Se trate de Los rubios, la ejemplar película documental de Albertina Carri (que no solo reduplica el yo, sino que además brinda testimonio de dos cosas bien distintas), o de Portarretratos, el extraordinario ciclo coordinado por María Moreno en el Canal de la Ciudad (donde el plural del título indica que la serie de doce programas funciona como una sucesión de marcos de un retrato mudo, precisamente el de María Moreno, que acompaña desde el ángulo superior derecho de la pantalla el discurso de aquellos a los que ha convocado para que, al decirse, digan lo que ella no puede decir sobre sí), lo que importa no es tanto la verdad de lo dicho sino la experiencia que se hace en cada uno de esos testimonios. Se trata solo del pase del testigo, aunque el testigo venga a decirnos que nada sabe y ni siquiera (o sobre todo) por qué se ha puesto a hablar ni en nombre de qué causa.

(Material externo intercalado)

PR #24, opened 2019-10-24
add support for invite members after channel creation

thesyncim:
# Submit a pull request

## CLA


channel.go
```diff
@@ -189,6 +189,21 @@ func (ch *Channel) AddModerators(userIDs ...string) error {
 	return ch.client.makeRequest(http.MethodPost, p, nil, data, nil)
 }
 
+// InviteMembers invites users with given IDs to the channel
+func (ch *Channel) InviteMembers(userIDs ...string) error {
+	if len(userIDs) == 0 {
+		return errors.New("user IDs are empty")
```
pascaldekloe: `return nil`

thesyncim: im following the same convention used here https://github.com/GetStream/stream-chat-go/pull/24/files#diff-861e77702f49a71d32be4b3c7600818fR210

thesyncim:
> Can you also update interface at stream_chat.go?

yes. we should add a check var _ ChatIntrr

channel.go
pascaldekloe: We define conventions now? 😆

PR #25, opened 2019-10-29
message filters in search request

ravlio:
# Submit a pull request

## CLA


query_test.go
```diff
@@ -49,20 +49,42 @@ func TestClient_Search(t *testing.T) {
...
 
-	got, err := c.Search(SearchRequest{Query: text, Filters: map[string]interface{}{
-		"members": map[string][]string{
-			"$in": {user1.ID, user2.ID},
-		},
-	}})
+	t.Run("search message text", func(t *testing.T) {
+		got, err := c.Search(SearchRequest{Query: text, Filters: map[string]interface{}{
+			"members": map[string][]string{
+				"$in": {user1.ID, user2.ID},
```
pascaldekloe: Search for user IDs in "search message text"?

Bogdan-D: filters are required in any way

query.go
```diff
@@ -105,9 +105,9 @@ func (c *Client) QueryChannels(q *QueryOption, sort ...*SortOption) ([]*Channel,
 
 type SearchRequest struct {
 	// Required
-	Query   string                 `json:"query"`
-	Filters map[string]interface{} `json:"filter_conditions"`
-
+	Query          string                 `json:"query"`
+	Filters        map[string]interface{} `json:"filter_conditions"`
+	MessageFilters map[string]interface{} `json:"message_filters"`
```
Bogdan-D: are message filters required or optional?

ravlio: good point. At least one of the fields is required. Validator.v9 has troubles with cross-field validation, so I've added checking inside the code.

query.go
```diff
@@ -125,6 +126,9 @@ type searchMessageResponse struct {
 func (c *Client) Search(request SearchRequest) ([]*Message, error) {
 	var buf strings.Builder
 
+	if request.Query == "" && request.Filters == nil && request.MessageFilters == nil {
```
pascaldekloe: You probably want a `len(request.Filters) == 0 && len(request.MessageFilters) == 0` here. Len works with the nil value—no need for an extra check.

query_test.go
Bogdan-D: probably members can be replaced with channel id

query.go
ferhatelmas: We can lint this.

keyneston:
@Bogdan-D is this held up just due to failed builds? Which I'm guessing is due to the cleanup issue I've otherwise fixed. If so I can rebase and merge.

PR #26, opened 2019-10-31
system message on channel operations

ravlio:
…tags

# Submit a pull request

## CLA

- [*] I have signed the [Stream CLA](https://docs.google.com/forms/d/e/1FAIpQLScFKsKkAJI7mhCr7K9rEIOpqIDThrWxuvxnwUq2XkHyG154vQ/viewform) (required).
- [*] The code changes follow best practices
- [*] Code changes are tested (add some information if not applicable)

### DIFF
--- a/channel.go
+++ b/channel.go
@@ -111,10 +111,13 @@ func (ch *Channel) query(options map[string]interface{}, data map[string]interfa
 //
 // options: the object to update the custom properties of this channel with
 // message: optional update message
-func (ch *Channel) Update(options map[string]interface{}, message string) error {
+func (ch *Channel) Update(options map[string]interface{}, message *Message) error {
 	payload := map[string]interface{}{
-		"data":    options,
-		"message": message,
+		"data": options,
+	}
+
+	if message != nil {
+		payload["message"] = message
 	}
 
 	p := path.Join("channels", url.PathEscape(ch.Type), url.PathEscape(ch.ID))
@@ -137,7 +140,7 @@ func (ch *Channel) Truncate() error {
 }
 
 // AddMembers adds members with given user IDs to the channel
-func (ch *Channel) AddMembers(userIDs ...string) error {
+func (ch *Channel) AddMembers(userIDs []string, message *Message) error {
 	if len(userIDs) == 0 {
 		return errors.New("user IDs are empty")
 	}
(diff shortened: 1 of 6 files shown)


ravlio:
@Bogdan-D I had to change `time.Time` to `*time.Time` because of these fields are read-only and cause a `message.created_at is a reserved field, message.updated_at is a reserved field` error, and there is no easy way to omit zero time.Time in JSON result if only not to fix it in the JSON codec.

tbarbugli:
I always find it very ugly to pass nil to skip optional parameters (Python got this right 15 years ago...) I usually end up writing two versions of the same function. @pascaldekloe @pascaldekloe any idea?

The fact that we have to use *Message to avoid sending the zero value for some reserved field sounds pretty bad. @Bogdan-D is it really like this on the Go client?

Bogdan-D:
@tbarbugli for me it's also pretty ugly but I haven't found best way to avoid that yet, as I also don't like to create `struct` parameters for each function. You proposal to make it as different function sounds pretty good

ravlio:
@tbarbugli @Bogdan-D tomorrow we'll add another argument which will force us to refactor methods or add other ones, breaking the API. In my opinion, RPC-style methods for client APIs are universal and straightforward.  You do not need more than one argument — just because you can't have more than one body in post message. Please check Consul API: https://godoc.org/github.com/hashicorp/consul/api almost every method has only one main struct-like argument. Or look at the Protobuf — same thing. Check also https://github.com/googleapis/googleapis for the inspiration.

Bogdan-D:
@ravlio @tbarbugli 
I think next approach is the best:
* Required parameters should be inside function signature
* Optional parameters should be used inside different funtion, suffixed by `With`

For example:
* Members are required:
```AddMembers(members []string)```
* Message is optional
```AddMembersWithMessage(members []string, message *Message)```

It looks great. The problem is when there are multiple optional parameters.
We can't add new method for each combination of optional parameters, it's crazy.

So better contept could be like this one:

```
type AddMembersOption interface{
     addMembersOption()
}

// now Message is suitable options for AddMembersWith call
func(m  *Message) addMembersOption() {}

AddMembersWith(members []string, options ...Option)
```

So now there can be any amount of options in one call, we can choose which of our types suitable as option to use with AddMembers. 
Adding new types doesn't break API.

PR #33, opened 2019-11-21
options for several methods

ravlio:
Allow passing a message when:

promoting  / demoting moderators

ban / unban a user (API call only, not for /ban /unban commands)

invite user

accept invite

reject invite

### DIFF
--- a/channel.go
+++ b/channel.go
@@ -77,6 +77,19 @@ func (q queryResponse) updateChannel(ch *Channel) {
 	}
 }
 
+type InviteMembersOptions struct {
+	// Optional system message to
+	Message *Message
+}
+
+type AddModeratorsOptions struct {
+	Message *Message
+}
+
+type DemoteModeratorsOptions struct {
+	Message *Message
+}
+
 // query makes request to channel api and updates channel internal state
 func (ch *Channel) query(options map[string]interface{}, data map[string]interface{}) (err error) {
 	payload := map[string]interface{}{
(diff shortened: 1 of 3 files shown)


ravlio:
@Bogdan-D @pascaldekloe I did not miss a point, please consider my variant more like a proposal. Let's discuss it. Do we really need to copy methods just to provide "optional" options / because Go has no method overloading? There are some straightforward solutions, from rpc-like to Options pattern https://github.com/tmrts/go-patterns/blob/master/idiom/functional-options.md

What do you think?

tbarbugli:
@ravlio I think all other API clients accept a message parameter, not an option parameter; I also think we should not create an option type for only 1 option. I rather break the library the day we actually need more than just an optional message.

ravlio:
@tbarbugli I'm confused. What to choose? The optional message (as a pointer) was initially. Rolling back to it?

Bogdan-D:
my point is that having methods witch requires to pass `nil` all the time is ugly. I haven't idea how to avoid it best when I've started work on `stream-chat-go`, but now I have clear picture.

@tbarbugli you also told the same in past review, now your point of view is changed?

Bogdan-D:
I like this way the best from easy to use:
https://play.golang.org/p/455sVvyCjVU

the only problem `godoc` has bad support for this yet, to show which options can be passed to function

ravlio:
now should be better @tbarbugli @Bogdan-D

PR #34, opened 2019-12-12
Chat 910 search results sorting

ravlio:
Zendesk ticket: https://getstream.zendesk.com/agent/tickets/1604

We need to add order column for search request, so results could be ordered by customer.

derived from: https://github.com/GetStream/stream-chat-go/pull/25


query_test.go
```diff
@@ -49,19 +49,46 @@ func TestClient_Search(t *testing.T) {
...
+			},
+		}})
 
-	mustNoError(t, err)
+		mustNoError(t, err)
 
-	assert.Len(t, got, 2)
+		assert.Len(t, got, 2)
+		mustNoError(t, err)
+		assert.Len(t, got, 2)
```
ferhatelmas: why to duplicate?

query_test.go
```diff
@@ -49,19 +49,46 @@ func TestClient_Search(t *testing.T) {
...
+				}},
+			MessageFilters: map[string]interface{}{
+				"text":  map[string]interface{}{"$q": text},
+				"color": "green",
+			},
+			Sort: []*SortOption{{Field: "created_at", Direction: -1}},
+		})
+
+		mustNoError(t, err)
+		assert.Len(t, got, 1)
```
ferhatelmas: how is sorting tested with one reply?

query.go
```diff
@@ -126,6 +128,9 @@ type searchMessageResponse struct {
 func (c *Client) Search(request SearchRequest) ([]*Message, error) {
 	var buf strings.Builder
 
+	if request.Query == "" && request.Filters == nil && request.MessageFilters == nil {
+		return nil, errors.New("either query or filters must be provided")
```
ferhatelmas: if `MessageFilters` isn't nil, it will skip this part. Seems behavior is different than error message. Is it intended?

ravlio: This is the idea. Filters (Channel filters) and message filters are filters). Error text is correct.

ferhatelmas: OK, but it might not be obvious to the user from the error message because filters means both. How about

> one of the query, filters (channel) or message filters must be provided

pascaldekloe: So we allow no filters, but deny nil? Note that you can call `len(request.Filters) != 0` on a nil Filters.

query_test.go
```diff
@@ -49,19 +49,46 @@ func TestClient_Search(t *testing.T) {
...
-	}})
+	t.Run("search message text", func(t *testing.T) {
+		got, err := c.Search(SearchRequest{Query: text, Filters: map[string]interface{}{
+			"members": map[string][]string{
+				"$in": {user1.ID, user2.ID},
+			},
+		}})
 
-	mustNoError(t, err)
+		mustNoError(t, err)
```
pascaldekloe: Labels *please*! Even better; stop using that damned framework.

```go
if err != nil {
        t.Fatal("search error:", err)
}
```

query.go
ferhatelmas: Yes, this is very error-prone and length check is a very good idea.

However a *nit*; I think checking `len(someSlice) > 0` is superior to `len(someSlice) != 0`

because a length can be zero or bigger but not equal to zero somehow signals negative is possible.

query_test.go
ferhatelmas: I mark this resolved since independent sort test is added.

query_test.go
```diff
@@ -49,19 +49,63 @@ func TestClient_Search(t *testing.T) {
...
+			MessageFilters: map[string]interface{}{
+				"text": map[string]interface{}{"$q": text},
+			},
+			Sort: []*SortOption{{Field: "created_at", Direction: -1}},
+		})
+
+		mustNoError(t, err)
+		assert.Len(t, got, 2)
+
+		assert.Equal(t, got[0].Text, text+" 2")
```
ferhatelmas: The order of the parameters is wrong. First expected then got.

It mightn't be seen on success but on fail, it will generate a wrong failure message.

ferhatelmas:
@ravlio #25 will be closed then?

PR #38, opened 2019-12-23
Combine same type params

ferhatelmas:
Combine same type parameters.

### DIFF
--- a/utils_test.go
+++ b/utils_test.go
@@ -37,10 +37,10 @@ func randomUser() *User {
 	return testUsers[rand.Intn(len(testUsers)-1)]
 }
 
-func randomString(len int) string {
-	bytes := make([]byte, len)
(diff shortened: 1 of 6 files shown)


utils_test.go
```diff
@@ -37,10 +37,10 @@ func randomUser() *User {
 	return testUsers[rand.Intn(len(testUsers)-1)]
 }
 
-func randomString(len int) string {
-	bytes := make([]byte, len)
-	for i := 0; i < len; i++ {
-		bytes[i] = byte(65 + rand.Intn(25)) //A=65 and Z = 65+25
+func randomString(n int) string {
```
pascaldekloe: Use testing/quick for that.

ferhatelmas: Very good idea, recording in issues to do.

“Así considerado”, concluía Benjamin, cuyas palabras robo sin hacerlo responsable de mis propias conclusiones, “el narrador es admitido junto al maestro y al sabio”[151]. Y no porque los respectivos regímenes de verdad se correspondan, sino porque el régimen de experiencia del testigo (lo que Benjamin llama “narración” en “El narrador”) adquiere idéntico valor ético (si no mayor) que el del historiador o el pedagogo.